# ....If you are wondering who KMP is......



## saint (Dec 6, 2002)

(Follow on from Off Topic - .....Missing Vlastan....)










Sorry....had to be done.....For a moderator you suck...who on Earth did you sleep with to get the position anyway? KevinsTT??? Not that I condone the majority of Vs posts but...........you can be just as boorish and obnoxious as he can.....but u ain't banned... :-/
As forums go this is one of the better ones however I can see it all falling apart rapidly if things continue as they are.
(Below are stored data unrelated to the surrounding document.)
PR #1466, opened 2018-05-16
oio-reset: Cleanup the datadir when explicitly configured

jfsmig:
##### SUMMARY
Do not forget to clean the files in the data directory.

Prior to this patch, `~/.oio/sds/data` when cleaned even if the data directory was set to a different value.

##### ISSUE TYPE
`enchancement`

##### COMPONENT NAME
`oio-reset`

##### SDS VERSION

Mods & Siteops etc should be able to keep the forum on course......you unfortunately appear to be the oilslick in the middle of the motorway.....


----------



## kmpowell (May 6, 2002)

Yeaaaaahhhhhhh, an anti Kev Powell thread!!! [smiley=jester.gif] :-*


----------



## TTotal (Aug 12, 2002)

You wont see me on here ...

Doh ! :-[


----------



## Lisa. (May 7, 2002)

Stop it now else you'll have your heads banged together ( as me dad used to say)

Lisa


----------



## foz01 (May 13, 2002)

Little tugger gif? brilliant ;D


----------



## saint (Dec 6, 2002)

Foz - I have plenty more - I'll post on website and you can help yourself


----------



## foz01 (May 13, 2002)

Cheers ;D


----------



## saint (Dec 6, 2002)

www.saintt.pwp.blueyonder.co.uk


----------



## stowexile (May 13, 2002)

Burn the witch, burn the witch!. Mwa ha ha ha ha! [smiley=devil.gif]

Oh, is this not another witch hunt anymore


----------



## TTotal (Aug 12, 2002)

Aww sai|nty...shame you posted the baby tux too late, he's great, just nicked him , cheers !


----------